As for a armed space factory (aka ship yard).
Lets see rip out the MA guns for ~50%, down size the core... IDK less 40% base price... Less armor and power needs... A little rounding... Lets say 7.5 billion total for an armed small space factory with a single layer of warship armor plates, warship barriers, a full guardian array and such. It'd basically be a ~300m carrier that can't go fast and has next to no fighters. Using you current tech it could probably delay an actual warship for some time or tangle with 4-5 Terminus raiders.

Q-Ship levels? Meh 500 million extra. Just recall that its not that strong compared to a warship even a Terminus raider*.

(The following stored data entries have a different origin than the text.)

Issue #459, opened 2019-02-03
remove obsolete deployment info from ksonnet page


amygdala:
On the ksonnet page, https://www.kubeflow.org/docs/components/ksonnet/ , the instructions to deploy via:
`curl https://raw.githubusercontent.com/kubeflow/kubeflow/v${KUBEFLOW_VERSION}/scripts/deploy.sh | bash` 
are obsolete.  Probably we should just remove that section and direct them to the 'getting started' pages instead.

PR #472, opened 2019-02-11
Fixes the ksonnet guide

sarahmaddox:
Removes obsolete info from ksonnet guide and tidies up some text and links.

Fixes https://github.com/kubeflow/website/issues/459

---
This change is [Reviewable](https://reviewable.io/reviews/kubeflow/website/472)

### DIFF
--- a/content/docs/components/ksonnet.md
+++ b/content/docs/components/ksonnet.md
@@ -70,7 +70,7 @@ For each environment, you can use ksonnet to deploy the same components
 with slightly different parameters to customize the deployment for a particular 
 environment. For example, this feature makes it easy to run a job locally 
 without GPUs for a small number of steps to make sure the code doesn't crash, 
-then move the deployment to the Cloud to run at scale with GPUs.
+then move the deployment to the cloud to run at scale with GPUs.
 
 ## More about ksonnet
 
--- a/content/docs/components/ksonnet.md
+++ b/content/docs/components/ksonnet.md
@@ -4,7 +4,7 @@ description = "Information about ksonnet as used in Kubeflow"
 weight = 20
 +++
 
-Kubeflow makes use of [ksonnet] to help manage deployments.
+Kubeflow makes use of [ksonnet](https://ksonnet.io/) to help manage deployments.
 
 ## Installing ksonnet
 
@@ -14,8 +14,8 @@ Make sure you have the minimum required version of ksonnet:
 Follow the steps below to install ksonnet:
 
 1. Follow the [ksonnet installation
-   guide][ksonnet-installation], choosing the relevant options for your
-   operating system. For example, if you're on Linux:
+   guide](https://ksonnet.io/get-started/), choosing the relevant options for
+   your operating system. For example, if you're on Linux:
 
     * Set some variables for the ksonnet version:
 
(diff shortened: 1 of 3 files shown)


sarahmaddox:
Preview: https://deploy-preview-472--competent-brattain-de2d6d.netlify.com/docs/components/ksonnet/

content/docs/components/ksonnet.md
```diff
@@ -14,8 +14,8 @@ Make sure you have the minimum required version of ksonnet:
 Follow the steps below to install ksonnet:
 
 1. Follow the [ksonnet installation
-   guide][ksonnet-installation], choosing the relevant options for your
-   operating system. For example, if you're on Linux:
+   guide](https://ksonnet.io/get-started/), choosing the relevant options for
+   your operating system. For example, if you're on Linux:
 
     * Set some variables for the ksonnet version:
```
alecglassford: This may be out of scope for this PR (GitHub literally won't let me comment on the correct line, since it's not part of the diff), but is there a reason you use the `--no-check-certificate` flag on line 31 for the `wget` command that downloads ksonnet? It exposes the user to extra risk of downloading malicious code.

content/docs/components/ksonnet.md
```diff
@@ -44,53 +44,33 @@ Follow the steps below to install ksonnet:
...
-easy to run a job locally without GPUs for a small number of steps to make sure the code doesn't crash, and then easily move that to the
-Cloud to run at scale with GPUs.
+ksonnet treats [environment](https://ksonnet.io/docs/concepts#environment)
+as a first class concept. For example, you can define separate
+environments for your development, test, staging, and production deployments.
+For each environment, you can use ksonnet to deploy the same components 
+with slightly different parameters to customize the deployment for a particular 
+environment. For example, this feature makes it easy to run a job locally 
+without GPUs for a small number of steps to make sure the code doesn't crash, 
+then move the deployment to the Cloud to run at scale with GPUs.
```
alecglassford: I don't think cloud should be capitalized, since it's not a proper name. cloud.google.com and kubernetes.io both use "the cloud" (lowercase). You could also consider "cloud infrastructure" or another term.

layouts/shortcodes/ksonnet-min-version.html
```diff
@@ -1 +1 @@
-<a href="https://ksonnet.io/#get-started">0.13.1</a>
\ No newline at end of file
+<a href="https://ksonnet.io/get-started/">0.13.1</a>
```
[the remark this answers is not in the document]
sarahmaddox: Thanks, that's an interesting comment. In the docs we use this variable under the assumption that it will link to the ksonnet installation instructions, so I'll leave it as it is for this CL. If you think it's worth changing, we'll need to provide the link to both the version info and the installation guide, in every place in the docs where this variable is used.

content/docs/components/ksonnet.md
sarahmaddox: I don't know why we use the `--no-check-certificate` flag. That may be worth an issue of its own. It _is_ out of scope for this CL, especially as we use the flag on other pages too.

content/docs/components/ksonnet.md
sarahmaddox: Done.

sarahmaddox:
Thanks @alecglassford!

/assign @abhi-g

*A sort of catch all term I'm using for the "standard" pirate vessel. Usually 100-200m long and mounting a gun only 50% of the length.

I think that's sane. Comments?
 
We'll be able to build our own frigate in 2174-Q2. In the meantime, we'll have quite enough to get up to arming our shipyard construction site in case of pirate raiders.
I would rather get a shipyard built and build a prototype frigate of our own than buy one 'over the net'.

Especially considering the fact that one of the Shadow Broker's agents has contacted Revy.

We'll be able to start in 2174-Q2. I seem to remember that Hoyr said that it would take the shipyard we'll have completed a year to put together a frigate. That means that from the current turn (2173-Q4) it will take until 2175-Q2 to have a Cabira. That's the better part of 2 years until we'll have any warships worthy of the name. I'm not saying that we should buy from a disreputable seller, nor that we should give up our technology, but having a personal yacht that can actually outfight and outrun what are basically Space Technicals should be a high priority. Hoyr basically demonstrated to us that just about anyone with the money (and there are a lot of people who hate us and have money) can knock us out of the game and there's nothing we can do about it except stay on a planet's surface. Even then, we lack the power to strike back against anyone who holds the high ground. Having a mediocre ship now is far more valuable than a super-ship that won't be around for almost 2 fucking years.
 
If Hoyr gets mad at me for being off topic, disregard this, but...


What do you think should have been done?

Best way to do it? If you are talking about releasing the actual genophage: Sterlisation plague like Mordin says. Gets rid of the whole 'see massive piles of dead children' at least.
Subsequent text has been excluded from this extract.